Prompt:
Among the lines below, count those with the word "Verified". Answer with the number only.

Data supplied:
PR #515, opened 2026-06-11
fix: make `crane export` fail non-zero when all namespace list calls are Forbidden

### LINKED ISSUE #480: [BUG] `export` should fail (non-zero) when all namespace resource listings are Forbidden
## Description

When running `crane export` with a namespace-scoped non-admin user against an inaccessible/nonexistent namespace, the command currently:

- logs many `cannot list obj in namespace ...` errors
- writes failure artifacts under `<export-dir>/failures/`
- exports no actual resources (`<export-dir>/resources/` is empty)
- still exits with code `0`

This creates a false-success signal for users and CI pipelines, because the command appears successful even though export effectively failed.

### Example context

- Command:
  - `./crane export -n does-not-exist-xyz --context src-sajid -e exportMissingA`
- Observed:
  - repeated Forbidden/cannot-list messages
  - `resources/` empty, `failures/` populated
  - exit code `0`

## Expected behavior

If export cannot list any resource types for the target namespace (effectively all return Forbidden / inaccessible), the command should:

1. Exit with non-zero status (`exit 1`)
2. Print a clear, actionable summary error

Suggested message:

`export failed: all resource types returned Forbidden for namespace <ns> — verify the namespace exists and your user has list permissions`

## Why this matters

- Prevents false positives in automation
- Makes failure mode obvious and actionable for users
- Aligns exit code semantics with actual export outcome

msajidmansoori12:
## Summary

- Fixes the false-success path in `crane export` where all resource list calls fail with RBAC `Forbidden`, but command still exits `0`.
- Adds strict detection helper in `cmd/export/export.go`:
  - `allResourceListsForbidden(resources, resourceErrs)`
  - returns true only when:
    - no resources were exported, and
    - at least one list error exists, and
    - every list error is `Forbidden`.
- Updates export run flow to:
  - continue writing failure artifacts under `<export-dir>/failures/<namespace>/`
  - then return a command error so CLI exits non-zero.
- Adds regression unit tests:
  - `TestAllResourceListsForbidden` in `cmd/export/export_test.go`
  - covers all-forbidden, mixed errors, no-errors, and resources-exported scenarios.

## Impact

- **Severity:** Medium (behavioral fix for exit code semantics in a specific failure mode).
- **Affected components:** `cmd/export/export.go`, `cmd/export/export_test.go`.
- **User/CI impact:** Prevents false positives in automation when export is fully blocked by namespace RBAC.
- **Compatibility:** Successful and partial-success export paths remain unchanged.

## Test plan

- [x] `go test ./cmd/export -v`
- [x] `go run main.go export -n export-test --context src-sajid`
- [x] Verified final error message is actionable and command exits non-zero (`exit status 1`)
- [x] Verified strict condition message:
  - `export failed: all resource types returned Forbidden for namespace "<ns>" -- verify the namespace exists and your user has list permissions`

### `go run main.go export -n export-test --context src-sajid`

```text
WARN[0000] cannot verify namespace "export-test" exists (may lack RBAC permission): namespaces "export-test" is forbidden: User "sajid" cannot get resource "namespaces" in API group "" in the namespace "export-test"
ERRO[0000] cannot list obj in namespace for groupVersion v1, kind: Service
ERRO[0000] cannot list obj in namespace for groupVersion v1, kind: ServiceAccount
ERRO[0000] cannot list obj in namespace for groupVersion v1, kind: Pod
ERRO[0000] cannot list obj in namespace for groupVersion apps/v1, kind: Deployment
ERRO[0000] cannot list obj in namespace for groupVersion rbac.authorization.k8s.io/v1, kind: ClusterRoleBinding
ERRO[0000] cannot list obj in namespace for groupVersion operators.coreos.com/v1alpha1, kind: Subscription
Error: export failed: all resource types returned Forbidden for namespace "export-test" -- verify the namespace exists and your user has list permissions
...
exit status 1
```

## Notes

- This PR intentionally keeps per-resource failure details in output for diagnosis and still surfaces a single final actionable command-level failure.
- Namespace existence pre-check warning is preserved; final export failure is determined from actual list outcomes.

## Summary by CodeRabbit

* **Bug Fixes**
  * Improved export error reporting when no resources are discovered because all resource list attempts were forbidden; messages now include the target namespace and guidance to verify namespace existence and list permissions.

* **Tests**
  * Added test coverage for permission-related export failure scenarios to ensure correct detection and messaging.

### DIFF
--- a/cmd/export/export.go
+++ b/cmd/export/export.go
@@ -202,7 +202,6 @@ func (o *ExportOptions) Run() error {
 	var errs []error
 
 	resources, resourceErrs := resourceToExtract(o.userSpecifiedNamespace, o.labelSelector, dynamicClient, resourceLists, log)
-	allForbidden := allResourceListsForbidden(resources, resourceErrs)
 	clusterScopeHandler := NewClusterScopeHandler()
 	resources = clusterScopeHandler.filterRbacResources(resources, log)
 
@@ -237,9 +236,9 @@ func (o *ExportOptions) Run() error {
 
 	errs = append(errs, writeResourcesErrors...)
 	errs = append(errs, writeErrorsErrors...)
-	if allForbidden {
+	if allResourceListsForbidden(resources, resourceErrs) {
 		errs = append(errs, fmt.Errorf(
-			"export failed: all resource types returned Forbidden for namespace %q -- verify the namespace exists and your user has list permissions",
+			"all resource types returned Forbidden for namespace %q -- verify the namespace exists and your user has list permissions",
 			o.userSpecifiedNamespace,
 		))
 	}
--- a/cmd/export/export.go
+++ b/cmd/export/export.go
@@ -117,6 +117,25 @@ func validateExportNamespace(ctx context.Context, client kubernetes.Interface, n
 	return nil
 }
 
+// allResourceListsForbidden reports whether export discovered no resources and
+// every per-resource list attempt failed with a Forbidden error. This is used
+// to trigger a non-zero exit for the strict "all Forbidden" export failure case.
+func allResourceListsForbidden(resources []*groupResource, resourceErrs []*groupResourceError) bool {
+	if len(resources) > 0 || len(resourceErrs) == 0 {
+		return false
+	}
+
+	for _, resourceErr := range resourceErrs {
+		if resourceErr == nil || resourceErr.Error == nil {
+			return false
+		}
+		if !apierrors.IsForbidden(resourceErr.Error) {
+			return false
+		}
+	}
+	return true
+}
+
 // Run performs discovery, lists resources, filters cluster-scoped RBAC to related
 // ServiceAccounts, writes YAML under exportDir, and returns an aggregate of non-fatal write errors.
 func (o *ExportOptions) Run() error {
@@ -183,6 +202,7 @@ func (o *ExportOptions) Run() error {
 	var errs []error
 
 	resources, resourceErrs := resourceToExtract(o.userSpecifiedNamespace, o.labelSelector, dynamicClient, resourceLists, log)
+	allForbidden := allResourceListsForbidden(resources, resourceErrs)
 	clusterScopeHandler := NewClusterScopeHandler()
 	resources = clusterScopeHandler.filterRbacResources(resources, log)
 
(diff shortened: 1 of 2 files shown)


cmd/export/export.go
```diff
@@ -217,7 +237,12 @@ func (o *ExportOptions) Run() error {
 
 	errs = append(errs, writeResourcesErrors...)
 	errs = append(errs, writeErrorsErrors...)
-
+	if allForbidden {
+		errs = append(errs, fmt.Errorf(
+			"export failed: all resource types returned Forbidden for namespace %q -- verify the namespace exists and your user has list permissions",
```
istein1: **claude:**
Error message wording — Minor suggestion

  The error message reads:

  ▎ export failed: all resource types returned Forbidden for namespace "X" -- 
  ▎ verify the namespace exists and your user has list permissions

  Since Run() is called from RunE, cobra will prefix this with Error:, so users
  will see:

  ▎ Error: export failed: all resource types returned Forbidden...

  Consider dropping the export failed: prefix to avoid redundancy — the error is
  already surfaced by the export command. But this is cosmetic.

cmd/export/export.go
```diff
@@ -183,6 +202,7 @@ func (o *ExportOptions) Run() error {
 	var errs []error
 
 	resources, resourceErrs := resourceToExtract(o.userSpecifiedNamespace, o.labelSelector, dynamicClient, resourceLists, log)
+	allForbidden := allResourceListsForbidden(resources, resourceErrs)
```
istein1: **claude**

Minor issue: allForbidden is computed too early relative to resourceErrs 
  mutations

  At line 185 (new code), allForbidden is computed. But then at line 192,
  crdErrs are appended to resourceErrs:
  resources, resourceErrs := resourceToExtract(...)
  allForbidden := allResourceListsForbidden(resources, resourceErrs)  // line 
  185
  ...
  crdErrs := ...
  resourceErrs = append(resourceErrs, crdErrs...)  // line 192
  
  This means CRD collection errors are excluded from the all-Forbidden check. In
  practice this is likely fine — if all namespace list calls are Forbidden,
  there are no resources to trigger CRD lookups, so crdErrs will be empty. But
  it's worth a comment explaining the intentional ordering, or moving the check
  after the CRD append for robustness.

aufi: I personally would suggest not use the variable here and just call the function on line 240 (this could look little misleading that there is something else that handles or works with `allForbidden`). But just a nit, not blocking.

aufi (approved):

cmd/export/export.go
msajidmansoori12: Thanks for the review Ilanit , fixed it.

msajidmansoori12: @aufi thanks for the review , agreed , I have fixed it.

midays (approved):
LGTM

Exercise solution:
2